PR #626, opened 2021-05-02
chore: refactor virtual_cpu_count to vcpu_count so it matches the cloud

alikhajeh1:
provider terminology


alikhajeh1:
@robh007 just FYI on this

PR #629, opened 2021-05-04
fix: fix workspace param in diff scripts

alikhajeh1:


scripts/ci/jenkins_diff.sh
```diff
@@ -105,13 +109,14 @@ build_msg () {
...
   # TODO: change it to infracost output once https://github.com/infracost/infracost/issues/509 is resolved.
   msg=$1
-  html="<!DOCTYPE html>\n<html>\n<body>\n<pre>"
-  html="${html}\n${msg}"
-  html="${html}</pre>\n</body>\n</html>"
-  printf "$html"
+  html="<!DOCTYPE html><html><body><pre>"
+  html="${html} ${msg}"
+  html="${html}</pre></body></html>"
+  printf '%s' "$html"
```
alikhajeh1, line 115: @sinabakh just FYI on https://www.shellcheck.net, it caught an issue here that was causing this to fail when running on macos with zsh with this:
```
IAC_PATH=terraform FAIL_CONDITION='{"percentage_threshold": 10}' scripts/ci/jenkins_diff.sh
```

Issue #548, opened 2021-04-02
Update HTML output to be consistent with CLI output


aliscott:
We should update the HTML output to be consistent with the new CLI table output

* Support multiple projects. We should update it so it doesn't use the following deprecated output fields: `resources`, `totalMonthlyCost`, `totalHourlyCost`, and instead uses the `projects` field.
* Remove the file grouping logic we have - this can now be done with the multiple project
* Support the `--fields` flag (when it's merged).  This should work the same way the `table` output format works
* Keep the existing tags functionality so we continue showing the tag list under each resource
* Add the `Cost depends on usage: XXX`

Here's a wireframe for what the output would look like:

<img width="840" alt="Screenshot 2021-04-26 at 11 54 39" src="https://user-images.githubusercontent.com/158824/116521804-581ca880-a8cc-11eb-96c7-3db96c9b6b18.png">

**Future**
1. How do we show both the breakdown and diff in the output? See: https://github.com/infracost/infracost/issues/509
2. Support dynamic columns (as per https://github.com/infracost/infracost/issues/524)

alikhajeh1:
Initially let's just have the current HTML output format show a breakdown.

ekifel:
@aliscott, I want to work on it!

alikhajeh1:
Released in v0.9.0

PR #632, opened 2021-05-04
feat(output): update the HTML output

ekifel:
Issue #548 

Updated: 
- HTML output to be consistent with CLI output
- Warnings and `--help` descriptions

Added: 
- Support dynamic columns


internal/output/templates.go
```diff
@@ -157,14 +166,76 @@ iVBORw0KGgoAAAANSUhEUgAAAMAAAADACAMAAABlApw1AAAABGdBTUEAALGPC/xhBQAAAAFzUkdCAK7O
...
+        <td class="price">{{.CostComponent.Price | formatPrice }}</td>
+      {{end}}
+      {{if contains .Fields "hourlyCost"}}
+        <td class="hourly-cost">{{.CostComponent.HourlyCost | formatCost2DP}}</td>
+      {{end}}
+      {{if contains .Fields "monthlyCost"}}
+        <td class="monthly-cost">{{.CostComponent.MonthlyCost | formatCost2DP}}</td>
+      {{end}}
+    {{else}}
+      <td colspan="{{len .Fields}}" class="usage-cost">Cost depends on usage: {{.CostComponent.Price | formatPrice}} per {{.CostComponent.Unit}}</td>
```
aliscott, line 186: Should we make the text color `#6b7280` here so it's a little faded like in the CLI?

internal/output/templates.go
```diff
@@ -157,14 +166,76 @@ iVBORw0KGgoAAAANSUhEUgAAAMAAAADACAMAAABlApw1AAAABGdBTUEAALGPC/xhBQAAAAFzUkdCAK7O
...
+  {{if contains .Fields "monthlyCost"}}
+    <td class="monthly-cost">Monthly Cost</td>
+  {{end}}
+{{end}}
+
+{{define "projectBlock"}}
+  {{$fields := .Options.Fields}}
+  <p class="project-name">Project: {{.Project.Path}}</p>
+  <div class="table-border">
+    <table>
```
aliscott, line 214: Maybe we should add a sensible set width to the table so the tables are the same width.

aliscott (commented):
This looks awesome! Thanks @ekifel.

internal/output/templates.go
```diff
@@ -38,8 +38,8 @@ a {
 }
 
 table {
+  border: 1px solid gray;
```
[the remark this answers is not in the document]
ekifel: Because I changed it while trying to figure out with one problem and forgot about it. I'll bring it back

aliscott:
Thanks @ekifel! 😄  Merging this into the v0.9 branch which we will use going forward for v0.9 features.

PR #633, opened 2021-05-04
feat(azure):Add Azure App Service Plan and Environment #561

NeverovDS:
Output:
```
azurerm_app_service_environment.my_service                                     
 ├─ Stamp fee                                          730  hours       $991.34 
 └─ Instance usage (I1)                                730  hours       $208.05 
                                                                                
 azurerm_app_service_plan.example                                               
 └─ Instance usage (PC2)                               730  hours       $118.59 
                                                                                
 PROJECT TOTAL                                                        $1,757.98 ``
```

### DIFF
--- a/internal/providers/terraform/azure/app_service_plan.go
+++ b/internal/providers/terraform/azure/app_service_plan.go
@@ -1,0 +1,114 @@
+package azure
+
+import (
+	"fmt"
+	"strings"
+
+	"github.com/infracost/infracost/internal/schema"
+	log "github.com/sirupsen/logrus"
+
+	"github.com/shopspring/decimal"
+)
+
+func GetAzureRMAppServicePlanRegistryItem() *schema.RegistryItem {
+	return &schema.RegistryItem{
+		Name:  "azurerm_app_service_plan",
+		RFunc: NewAzureRMAppServicePlan,
+	}
+}
+
+func NewAzureRMAppServicePlan(d *schema.ResourceData, u *schema.UsageData) *schema.Resource {
+	sku := d.Get("sku.0.size").String()
+	skuRefactor := ""
+	os := "Windows"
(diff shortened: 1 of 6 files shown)


internal/providers/terraform/azure/app_service_plan.go
```diff
@@ -0,0 +1,114 @@
...
+	switch sku[2:] {
+	case "v2":
+		skuRefactor = sku[:2] + " " + sku[2:]
+		productName = "Premium v2 Plan"
+	case "v3":
+		skuRefactor = sku[:2] + " " + sku[2:]
+		productName = "Premium v3 Plan"
+	}
+
+	switch sku {
```
alikhajeh1, line 37: Can this code be made a little more future-proof so when Azure add PC5 or S4 or B4, it continues to work? For example, if the first two letters are PC, then use that + the 3rd letter for the skuRefactor. If it starts with "B" then do something similar, same when it starts with "S"

internal/providers/terraform/azure/app_service_plan.go
```diff
@@ -0,0 +1,114 @@
...
+		os = strings.ToLower(d.Get("kind").String())
+	}
+	if os == "app" {
+		os = "windows"
+	}
+	if os != "windows" {
+		productName += " - Linux"
+	}
+	if sku[:2] == "PC" && os == "linux" {
+		log.Warnf("Skipping resource %s.This tariff plan is not supported for the Linux operating system", d.Address)
```
alikhajeh1, line 78: Is the plan not available in the pricing DB? If so, then there is no need to log a warning as users should never hit that as it's not a valid option in Terraform...

alikhajeh1 (commented):
Good stuff! I left a few minor suggestions

PR #1217, opened 2021-12-22
feat: Add json schema for output json

tim775:
This adds the a JSON schema file for the output JSON at `examples/jsonschema/outputschema.json` (though I'm open to suggestions on a better place to keep it).


aliscott (approved):
Looks great! Down the line can we use this schema for validating the files passed to `infracost output`?

Suggestion for where to put it: top level `schema` dir, and in a file called `infracost.json`, `infracost_output.json` or `infracost.schema.json`

tim775:
> Down the line can we use this schema for validating the files passed to `infracost output`?

Yeah I imagine that would be pretty straightforward since there are packages that can do that.

PR #1212, opened 2021-12-20
feat: add share links

vdmgolub:

PR #1218, opened 2021-12-22
fix: do not send run results to Dashboard when using self-hosted CPAPI

vdmgolub:
With self-hosted Cloud Pricing API the request to Infracost Dashboard
will not be authenticated.

Related to #1212.


aliscott (approved):
LGTM

Issue #1213, opened 2021-12-21
`aws_elasticache_replication_group.cluster_mode` is present in non clustered aws_elasticache_replication_group state


hugorut:
When applying a `aws_elasticache_replication_group` in non clustered mode terraforms uses [number_cache_clusters](https://registry.terraform.io/providers/hashicorp/aws/latest/docs/resources/elasticache_replication_group#number_cache_clusters) to specify replication nodes.

However after applying terraform, the state adds the `cluster_mode` block to the resulting state. e.g:

```hcl

resource "aws_elasticache_replication_group" "non-cluster" {
  replication_group_description = "This Replication Group"
  replication_group_id          = "tf-rep-group-2"

  engine = "redis"

  node_type             = "cache.r5.4xlarge"
  number_cache_clusters = 3
}

```

results in something like so:

```hcl
resource "aws_elasticache_replication_group" "non-cluster" {
  replication_group_description = "This Replication Group"
  replication_group_id          = "tf-rep-group-2"

  engine = "redis"

  node_type             = "cache.r5.4xlarge"
  number_cache_clusters = 3
  
  cluster_enabled               = false
  cluster_mode {
      num_node_groups         = 1
      replicas_per_node_group = 1
  }
}

```

note the `cluster_enabled` and `cluster_mode` additions. This causes problems with cmds such as infracost diff as infracost uses the `cluster_mode` block and overrides the cost meaning it doesn't pick up on price changes if users have changed `number_cache_clusters` flag.

alikhajeh1:
@hugorut thanks for creating this! Can you possibly also add any details of new cost components or units - or is it just a quantity that we need to multiply by?

So far I've:
- added the "needs details" label
- removed that label after details are added to the issue description.
- set the project of the issue to Main so show the community that it's something that we'd like help with sooner rather than later (the details make a big difference to the community being able to pick it up).

hugorut:
@alikhajeh1 I was actually a bit quick to jump on this into an enhancement - it actually seems we do handle the `number_cache_clusters` in `aws_elasticache_replication_group` but it seems this feature isn't being picked up by the user. I'm going to rename the title and mark as a bug and ask for further details of their terraform file to replicate.

vdmgolub:
This is live in v0.9.16.

PR #1224, opened 2021-12-23
fix(aws): solve cluster_mode inconsistency with terraform state

hugorut:
Fixes: https://github.com/infracost/infracost/issues/1213

Solves issue where terraform state was causing resources to have no price change in `infracost diff` due to `cluster_mode` block addition.

### DIFF
--- a/internal/providers/terraform/aws/elasticache_replication_group.go
+++ b/internal/providers/terraform/aws/elasticache_replication_group.go
@@ -1,9 +1,10 @@
 package aws
 
 import (
-	"github.com/infracost/infracost/internal/schema"
-
 	"github.com/shopspring/decimal"
+	"github.com/tidwall/gjson"
+
+	"github.com/infracost/infracost/internal/schema"
 )
 
 func GetElastiCacheReplicationGroupItem() *schema.RegistryItem {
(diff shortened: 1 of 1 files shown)


internal/providers/terraform/aws/elasticache_replication_group.go
```diff
@@ -22,7 +23,19 @@ func NewElastiCacheReplicationGroup(d *schema.ResourceData, u *schema.UsageData)
...
+	//   cluster_mode {
+	//    replicas_per_node_group = 1
+	//    num_node_groups         = 1
+	//  }
+	//
+	// even when cluster mode is disabled. This causes an issue with infracost diff as it sees no change in prices
+	// as both the new and the old resource have cluster_mode with 1 1 set. In order to circumvent this problem we
+	// need to explicitly check that cluster_enabled attribute (output attribute) is set to false in the terraform state.
+	// This will only be present in a state/diff run and won't be available in breakdown or output runs.
+	clusterDisabled := d.Get("cluster_enabled").Type != gjson.Null && d.Get("cluster_enabled").Bool()
```
aliscott, line 37:
```suggestion
	clusterDisabled := d.Get("cluster_enabled").Type != gjson.Null && !d.Get("cluster_enabled").Bool()
```

Is there a golden test we could add for this?

hugorut: I guess we'd have to do a `diff` golden file test, I can look into something

aliscott: We've done them before by adding a sanitized plan JSON to the test data (e.g. https://github.com/infracost/infracost/blob/master/cmd/infracost/testdata/terraform_v0.12_plan.json).

But I don't think it's important, so I wouldn't spend time on it just now.

hugorut: good spot on the `!` i had altered this because of a `lint` error and changed the stmt

aliscott (approved):

PR #1225, opened 2021-12-23
fix(azure): add further filters to compute dtu to avoid price flip floppping

hugorut:


internal/resources/azure/sql_database.go
```diff
@@ -119,6 +119,7 @@ func (r *SQLDatabase) dtuPurchaseCostComponents() []*schema.CostComponent {
 			ProductFilter: r.productFilter([]*schema.AttributeFilter{
 				{Key: "productName", ValueRegex: strPtr("/^SQL Database Single/i")},
 				{Key: "skuName", ValueRegex: strPtr(fmt.Sprintf("/^%s$/i", skuName))},
+				{Key: "meterName", ValueRegex: strPtr("/DTUs$/i")},
```
vdmgolub, line 122: A newer fancy way :D
```suggestion
				{Key: "meterName", ValueRegex: regexPtr("DTUs$")},
```

vdmgolub (approved):

internal/resources/azure/sql_database.go
hugorut: nice

PR #1227, opened 2021-12-26
refactor(aws): resources migration batch1

sinabakh:
giphy


sinabakh:
@aliscott I migrated a few resources and fixed and changed all `_gb` keys to float. There seems to be a problem in syncing the usage file that is happening just for `cloudwatch_log_group` that keeps the `.0` for floats. For other resources, it works just fine. I think it might be related to wildcard and module syncing but I couldn't find the problem.

It would be great if you could take a look at the failing test.

aliscott:
@sinabakh I tested out the failing test. I think we just want to update the golden file for this case. The sync usage adds .0 for float values, and I think that makes sense. We already have it for the `monthly_data_processed_gb` in that golden file.

internal/providers/terraform/aws/cloudwatch_log_group.go
```diff
@@ -1,84 +1,18 @@
 package aws
 
 import (
+	"github.com/infracost/infracost/internal/resources/aws"
 	"github.com/infracost/infracost/internal/schema"
-	"github.com/shopspring/decimal"
 )
 
 func GetCloudwatchLogGroupItem() *schema.RegistryItem {
```
aliscott, line 8: Might not be possible, but can we update these to be internal functions (`getCloudwatchLogGroupItem`). We've started using that for new resources.

sinabakh:
> @sinabakh I tested out the failing test. I think we just want to update the golden file for this case. The sync usage adds .0 for float values, and I think that makes sense. We already have it for the `monthly_data_processed_gb` in that golden file.

I think that might not be the case, there are other resources that have float usage data with no `.0` and tests are not failing. `transfer_server` is an example, it has `monthly_data_downloaded_gb` and `monthly_data_uploaded_gb` and they are both floats but there is no problem in thinking the usage file for it.

internal/providers/terraform/aws/cloudwatch_log_group.go
sinabakh: I think it's easy, I'll applyt it.

aliscott:
> > @sinabakh I tested out the failing test. I think we just want to update the golden file for this case. The sync usage adds .0 for float values, and I think that makes sense. We already have it for the `monthly_data_processed_gb` in that golden file.
> 
> I think that might not be the case, there are other resources that have float usage data with no `.0` and tests are not failing. `transfer_server` is an example, it has `monthly_data_downloaded_gb` and `monthly_data_uploaded_gb` and they are both floats but there is no problem in thinking the usage file for it.

I only see usage data for `aws_transfer_server` that is read by tests, not any that is written/synced by tests (https://github.com/sinabakh/infracost/blob/refactor-migration-aws-batch1/internal/providers/terraform/aws/testdata/transfer_server_test/transfer_server_test.usage.yml).

internal/providers/terraform/aws/cloudwatch_log_group.go
```diff
@@ -1,84 +1,18 @@
...
 	return &schema.RegistryItem{
 		Name:  "aws_cloudwatch_log_group",
-		RFunc: NewCloudwatchLogGroup,
+		RFunc: NewCloudwatchLogGroupItem,
```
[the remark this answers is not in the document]
sinabakh: It was getting the name from registry func name, fixed it by using the resource actual name.

sinabakh:
@aliscott Ready for review and merge

aliscott (approved):
Thanks @sinabakh! Will merge this after the v0.9.16 release so it gets into v0.9.17.

PR #1228, opened 2021-12-27
feat: create a share run link for output command

vdmgolub:


cmd/infracost/output.go
```diff
@@ -143,6 +143,33 @@ func outputCmd(ctx *config.RunContext) *cobra.Command {
...
+
+			if ctx.Config.EnableDashboard {
+				if ctx.Config.IsSelfHosted() {
+					ui.PrintWarning(cmd.ErrOrStderr(), "The dashboard is part of Infracost's hosted services. Contact hello@infracost.io for help.")
+				}
+
+				projectContexts := []*config.ProjectContext{}
+				for range combined.Projects {
+					projectContexts = append(projectContexts, config.EmptyProjectContext())
+				}
```
hugorut, line 155: would prefer allocating the length of the slice since we know it's length 
```suggestion
				projectContexts := make([]*config.ProjectContext{}, len(combined.Projects)
				for i, _ := range combined.Projects {
					projectContexts[i] = config.EmptyProjectContext()
				}
```

cmd/infracost/output.go
```diff
@@ -143,6 +143,33 @@ func outputCmd(ctx *config.RunContext) *cobra.Command {
 			if cmd.Flags().Changed("fields") && !contains(validFieldsFormats, format) {
 				ui.PrintWarning(cmd.ErrOrStderr(), "fields is only supported for table and html output formats")
 			}
+
+			if ctx.Config.EnableDashboard {
+				if ctx.Config.IsSelfHosted() {
+					ui.PrintWarning(cmd.ErrOrStderr(), "The dashboard is part of Infracost's hosted services. Contact hello@infracost.io for help.")
+				}
```
hugorut, line 150: do we want to return here - or is it enough to just flag a warning?

hugorut (commented):
minor tweaks

cmd/infracost/output.go
vdmgolub: Warning is enough, the client won't make a request, but we still want the results. We do the same in the breakdown/diff commands.

hugorut (approved):
🚢🚢

PR #1232, opened 2021-12-29
chore: optimize run's share URL generation for output command

vdmgolub:
In case when the output command receives only one file and it already
has its share URL, sending its data to Dashboard would create a
redundant duplicate.

### DIFF
--- a/cmd/infracost/output.go
+++ b/cmd/infracost/output.go
@@ -149,25 +149,7 @@ func outputCmd(ctx *config.RunContext) *cobra.Command {
 					ui.PrintWarning(cmd.ErrOrStderr(), "The dashboard is part of Infracost's hosted services. Contact hello@infracost.io for help.")
 				}
 
-				projectContexts := make([]*config.ProjectContext, len(combined.Projects))
-				for i := range combined.Projects {
-					projectContexts[i] = config.EmptyProjectContext()
-				}
-				combinedRunIds := []string{}
-				for _, input := range inputs {
-					if id := input.Root.RunID; id != "" {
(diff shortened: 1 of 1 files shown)


cmd/infracost/output.go
```diff
@@ -149,25 +149,30 @@ func outputCmd(ctx *config.RunContext) *cobra.Command {
...
-				}
+					dashboardClient := apiclient.NewDashboardAPIClient(ctx)
+					result, err := dashboardClient.AddRun(ctx, projectContexts, combined)
+					if err != nil {
+						log.Errorf("Error reporting run: %s", err)
+					}
 
-				combined.RunID, combined.ShareURL = result.RunID, result.ShareURL
+					combined.RunID, combined.ShareURL = result.RunID, result.ShareURL
+				}
```
hugorut, line 175: could we separate this into a function so that we could return early and/or remove to much nesting. I generally hate `if/else` and try and avoid if possible. e.g. something like: 

```go

combined.RunID, combined.ShareURL = combineRuns(input)

```

with

```go

func combineRuns(inputs []output.ReportInput) (int64, string) {
    if len(inputs) == 1 && inputs[0].Root.RunID != "" {
        result := inputs[0].Root
	return result.RunID, result.ShareURL
    }
    
    ...
}
```

hugorut (commented):
Minor gripe about too much nesting

hugorut (approved):
@vdmgolub as discussed over zoom - happy to have this merged. Just personal preference about `if/else` & nesting. I'll leave the decision up to you.

PR #1233, opened 2021-12-29
feat: add resourcecheck cmd

hugorut:
Adds resourcecheck cmd to test regions are implemented, sends slack notification if we are missing a newly added resource:

Screenshot 2021-12-29 at 12 15 43

Runs on a daily schedule


aliscott (approved):
Nice idea! LGTM

PR #1234, opened 2021-12-29
Update comment script to use environment variables

aliscott:
I haven't added the autodetect for the comment format yet. I think we should look at adding a compost command for that, but I've excluded it from this just now.


scripts/ci/comment.sh
```diff
@@ -0,0 +1,110 @@
...
+  echo "Skipping compost:" >&2
+  echo "  $compost_cmd" >&2
+else
+  if [ "$dry_run" = true ]; then
+    echo "Running compost in dry run mode:" >&2
+  else
+    echo "Running compost:" >&2
+  fi
+  echo "  $compost_cmd" >&2
+  eval "$compost_cmd"
```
........
Please restate only the opening stretch of the records above: every line from the first through the one containing "Released in v0.9.0", exactly as written.

**WRITTEN ANSWER**
PR #626, opened 2021-05-02
chore: refactor virtual_cpu_count to vcpu_count so it matches the cloud

alikhajeh1:
provider terminology


alikhajeh1:
@robh007 just FYI on this

PR #629, opened 2021-05-04
fix: fix workspace param in diff scripts

alikhajeh1:


scripts/ci/jenkins_diff.sh
```diff
@@ -105,13 +109,14 @@ build_msg () {
...
   # TODO: change it to infracost output once https://github.com/infracost/infracost/issues/509 is resolved.
   msg=$1
-  html="<!DOCTYPE html>\n<html>\n<body>\n<pre>"
-  html="${html}\n${msg}"
-  html="${html}</pre>\n</body>\n</html>"
-  printf "$html"
+  html="<!DOCTYPE html><html><body><pre>"
+  html="${html} ${msg}"
+  html="${html}</pre></body></html>"
+  printf '%s' "$html"
```
alikhajeh1, line 115: @sinabakh just FYI on https://www.shellcheck.net, it caught an issue here that was causing this to fail when running on macos with zsh with this:
```
IAC_PATH=terraform FAIL_CONDITION='{"percentage_threshold": 10}' scripts/ci/jenkins_diff.sh
```

Issue #548, opened 2021-04-02
Update HTML output to be consistent with CLI output


aliscott:
We should update the HTML output to be consistent with the new CLI table output

* Support multiple projects. We should update it so it doesn't use the following deprecated output fields: `resources`, `totalMonthlyCost`, `totalHourlyCost`, and instead uses the `projects` field.
* Remove the file grouping logic we have - this can now be done with the multiple project
* Support the `--fields` flag (when it's merged).  This should work the same way the `table` output format works
* Keep the existing tags functionality so we continue showing the tag list under each resource
* Add the `Cost depends on usage: XXX`

Here's a wireframe for what the output would look like:

<img width="840" alt="Screenshot 2021-04-26 at 11 54 39" src="https://user-images.githubusercontent.com/158824/116521804-581ca880-a8cc-11eb-96c7-3db96c9b6b18.png">

**Future**
1. How do we show both the breakdown and diff in the output? See: https://github.com/infracost/infracost/issues/509
2. Support dynamic columns (as per https://github.com/infracost/infracost/issues/524)

alikhajeh1:
Initially let's just have the current HTML output format show a breakdown.

ekifel:
@aliscott, I want to work on it!

alikhajeh1:
Released in v0.9.0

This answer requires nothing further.